Practical atheism is the view that one should live their life with disregard towards a god. Practical atheism does not reject or accept claims about God. Practical atheism has an overlap with apatheism and pragmatic atheism. Apatheism sees the god question as irrelevant while practical atheism does not. Since practical atheism doesn't address the god claim one can be both a theist and a practical atheist.

Forms
Philosopher Zofia Zdybicka lists four forms of practical atheism.
Where one is not guided by religious principles
Where one has a lack of interest in matters related to a god or gods
Ignorance of the concept of a god 
Where one excludes a god or gods from intellectual pursuits and practical action at the individual or social level

History
Historically, practical atheism was considered by some people to be associated with moral failure, willful ignorance, and impiety. Those considered practical atheists were said to behave as though God, ethics, and social responsibility did not exist.

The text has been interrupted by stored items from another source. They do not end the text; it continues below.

PR #26394, opened 2025-10-23
[Web] Add wasm and mjs files to package.json exports to improve bundler support

KingSora:
### Description
Currently the files which are needed for  wasm aren't exported from the package at all.
The files in question are:
```
ort-wasm-simd-threaded.wasm
ort-wasm-simd-threaded.jsep.wasm
ort-wasm-simd-threaded.asyncify.wasm
ort-wasm-simd-threaded.mjs
ort-wasm-simd-threaded.jsep.mjs
ort-wasm-simd-threaded.asyncify.mjs
```

This PR changes that and adds them to `exports` field in the `package.json`.

### Motivation and Context

Bundlers like `webpack` use the `copyPlugin` to move those files into the `public` directory, so the files can be accessed by a stable url. However more advanced and "state of the art" bundlers like `vite` are able to [import asset urls directly](https://vite.dev/guide/assets.html#explicit-url-imports). Vite takes the asset, moves it to to public assets folder (possibily renames the asset and adds a hash etc.). The imported value then is the bundled assets final url.

Those urls can then be used in the `env.wasm.wasmPaths` directly. In vites case the full code example is:
```js
import wasmUrl from 'onnxruntime-web/ort-wasm-simd-threaded.wasm?url';
import mjsUrl from 'onnxruntime-web/ort-wasm-simd-threaded.mjs?url';

env.wasm.wasmPaths = {
  wasm: wasmUrl,
  mjs: mjsUrl,
};
```

With those added exports we can leverage more of the bundlers capabilities and in vites case there isn't any need to add any additional configs. It would just work.

When importing we also get proper suggestions:
imports

----

I would like additional tests to ensure that the exports are available, but I couldn't make the `e2e` tests work on my system. I would appreciate some guidance on that topic.

### DIFF
--- a/js/web/test/e2e/package.json
+++ b/js/web/test/e2e/package.json
@@ -20,6 +20,7 @@
     "rollup": "^4.13.2",
     "rollup-plugin-copy": "^3.5.0",
     "tree-kill": "^1.2.2",
+    "vite": "^7.1.12",
     "webpack-cli": "^5.1.4"
   },
   "scripts": {
@@ -32,7 +33,10 @@
     "build:p:esmjs": "parcel build --no-autoinstall --target esm && node ./bundler.esm.postprocess.js ./dist/parcel_esm_js/main.js",
     "build:p:umdjs": "parcel build --no-autoinstall --target umd",
     "build:p": "npm run build:p:esmjs && npm run build:p:umdjs",
-    "build": "npm run build:w && npm run build:r && npm run build:p"
+    "build:v:esmjs": "vite build -c vite.config.esm-js.js",
+    "build:v:umdjs": "vite build -c vite.config.umd-js.js",
+    "build:v": "npm run build:v:esmjs && npm run build:v:umdjs",
+    "build": "npm run build:v && npm run build:w && npm run build:r && npm run build:p"
   },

According to the French Catholic philosopher Étienne Borne, "Practical atheism is not the denial of the existence of God, but complete godlessness of action; it is a moral evil, implying not the denial of the absolute validity of the moral law but simply rebellion against that law."
In response to Voltaire, French philosopher Denis Diderot wrote: "It is very important not to mistake hemlock for parsley; but not at all so to believe or not in God."